Popular anonymity mechanisms such as Tor provide low communication latency but are vulnerable to traffic analysis attacks that can de-anonymize users. Moreover, known traffic-analysis-resistant techniques such as Dissent are impractical for use in latency-sensitive settings such as wireless networks. In this paper, we propose PriFi, a low-latency protocol for anonymous communication in local area networks that is provably secure against traffic analysis attacks. This allows members of an organization to access the Internet anonymously while they are on-site, via privacy-preserving WiFi networking, or off-site, via privacy-preserving virtual private networking (VPN).

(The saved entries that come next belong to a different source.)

Issue #4544, opened 2017-12-19
TextMetrics.wordWrap() ignores TextStyle.letterSpacing


brenwell:
Hey everyone, I found an issue with `TextMetrics.wordWrap`, which also effects `TextMetrics.measureText` & `TextMetrics.measureFont`. The wordwrap function does not account for letterSpacing values larger than 0.

**jsfiddle**

https://jsfiddle.net/brenwell/59660ayb/

I will make a pull request with the fix

brenwell:
I found that my pull request has improved the calculation but not completely fixed it. I am working on a slightly improved version. 

Also want to confirm that this is a bug that needs fixing and not an issue with how I was using TextMetrics??

HansKaufmann:
+1

Esshahn:
+1

brenwell:
I have also noticed that the dropshadow is not factored into the calculation of TextMetrics. Am I correct in assuming that this is intentional?

brenwell:
I have updated my pull request. It’s calculation is more accurate now. 

Would be great if I can get some feedback.

brenwell:
Link with changes https://jsfiddle.net/brenwell/59660ayb/1/

themoonrat:
Closing as I think you're PR fixed this if I remember correctly :)

PR #4545, opened 2017-12-19
TextMetrics.wordWrap() ignores TextStyle.letterSpacing Issue #4544

brenwell:
TextMetrics.wordWarp() ignores TextStyle.letterSpacing 

This is to *hopefully* resolve issue #4544

I found an issue with TextMetrics.wordWarp, which also effects TextMetrics.measureText & TextMetrics.measureFont. The wordwrap function does not account for letterSpacing values larger than 0.

*The problem* - jsfiddle

https://jsfiddle.net/brenwell/59660ayb/


brenwell:
Just a quick ping to see if someone can check this issue. @bigtimebuddy @themoonrat @ivanpopelyshev

src/core/text/TextMetrics.js
```diff
@@ -103,86 +108,139 @@ export default class TextMetrics
...
+
+            return width;
+        }
+
+        // convienience function for logging each line
+        function addLine(l, newLine = true)
+        {
+            l = (newLine) ? `${l}\n` : l;
+
+            // console.log(l)
```
themoonrat: remove this commented out console.log

src/core/text/TextMetrics.js
```diff
@@ -103,86 +108,139 @@ export default class TextMetrics
...
+        // ideally there is letterSpacing after every char except the last one
+        // t_h_i_s_' '_i_s_' '_a_n_' '_e_x_a_m_p_l_e_' '_!
+        // so for convenience the above needs to be compared to width + 1 extra space
+        // t_h_i_s_' '_i_s_' '_a_n_' '_e_x_a_m_p_l_e_' '_!_
+        // ________________________________________________
+        // And then the final space is simply no appended to each line
+        const wordWrapWidth = style.wordWrapWidth + style.letterSpacing;
+
+        // store the width of calculated character(s)
+        function getFromCache(key)
```
themoonrat: I have a personal preference for having these functions stored outside of this static wordWrap function, so that they are not re-created every time the wordWrap function is called

brenwell:
Alright, thanks for the reply & no sweat about the delay. I have made all the changes you suggested by whilst doing that I noticed something else. Pixi word-wrap doesn't behave like css does, is that intentional? Notice "Supercal..." starts on a new line with css

***Pixi**
screen shot 2018-01-22 at 06 57 16


**Css**
screen shot 2018-01-22 at 06 57 12


```html
<div style="
    width: 200px;
    font-size: 20px;
    font-style: italic;
    font-family: arial;
    font-weight: bold;
    word-wrap: break-word;
    letter-spacing: 4px;
">Pixi.js - The HTML5 Creation Engine. Create beautiful digital content with the supercalifragilisticexpialidociously fastest, most flexible 2D WebGL renderer.</div>
```

themoonrat:
@brenwell Gave it another hammering today and it all looks as I'd expect :+1: 

As for the pixi and css difference... I don't believe it's intentional, no, but I wouldn't let it hold back this PR, as that's just how pixi has always worked. But it might be something to consider changing for v5 if others agree.
It appears as if the css strategy is "if breakwords is on, and a long word will be broken, it will start that string on a new line". Whereas pixi seems to act as if there is no concept of words at all when breakwords is on, and just break where it needs to.

brenwell:
Ok great. Hopefully we can get it merged soon. I can make another pull request for the CSS behaviour if you like. 

Thanks @themoonrat

themoonrat:
I think the CSS behaviour would be a good PR after this is in, yeah, thanks :)

brenwell:
Ok will do. This hasn't been merged yet I believe, what is the process for merging it, I would really love to have this change available. Is it just a waiting game??

brenwell:
Yeah!

bigtimebuddy:
Sorry for the delay @brenwell. Your PR is great, we've just been focused on v5 and super busy. Also, there are also a handful of other Text PRs that I know would be stomped on by this one. I think this is the better PR to merge first because it fixes a bug, the others add new features and APIs (emoji support, change metrics) which should probably be lower priority.

brenwell:
Understandable

One of the other things this issue highlighted was that there is a difference in behaviour between pixi js and css regarding word-wrapping. Would you guys want the behaviour to be like css and if so should I make a pull-request. The details can be seen in previous comments

bigtimebuddy:
We are saying no to any to major refactors in v4. Not exactly sure what you had in mind for behavior to be like CSS, but this effort sounds like it would be better focused on v5 (**next** branch). Text is v5 is going to get overhauled anyways. Two of the biggest issues with Text are performance (caching of characters to dynamic atlas) and proper kerning. We've been talking with a few folks on PixiJS Slack about this, would love your input.

themoonrat:
@bigtimebuddy fyi: the behaviour change here would just be 'when does text wrap if it's too long on a line'
With PIXI, it goes
```
here's some text andthispartistoo
long so will wordwrap. thank you
have fun
```

css style it would go
```
here's some text
andthispartistoolong so will
wordwrap. thank you have fun
```

So if piece of text is going to have to be wrapped, css/html style is to start that wrapped word on a new line. This has the advantage of potentially stopping the word requiring being broken up in the first place, as it gets a fresh new line to take up space on.

bigtimebuddy:
Ahh, thanks for clarifying @themoonrat. I'm okay with that approach. What do you think?

themoonrat:
@bigtimebuddy You're ok with keeping the current approach or ok with changing to the proposed approach? 
I'd like a future pr for the proposed approach because, not only does it match the expectations of how word wrapping works by matching how html text works, but it's just a plain better looking solution.

An argument could be made it should go onto v5 not v4 as it _will_ change the visuals of existing content.... but then we're not even sure what Text we're having for v5 atm!

bigtimebuddy:
I’m okay with that change for v4, I agree it looks better and is more consistent with expectations.

brenwell:
Ok no problem, when I get a moment I will make a new pull request for that particular behaviour.

Regarding the text overhaul, its my understanding the kerning is really quite hard to do right. I too would be interested in what others have as ideas for that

PriFi reduces communication latency using a client/relay/server architecture in which a set of servers computes cryptographic material in parallel with the clients to minimize unnecessary communication latency. We also propose a technique for protecting against equivocation attacks, with which a malicious relay might de-anonymize clients. This is achieved without adding extra latency by encrypting client messages based on the history of all messages they have received so far. As a result, any equivocation attempt makes the communication unintelligible, preserving clients’ anonymity while holding the servers accountable.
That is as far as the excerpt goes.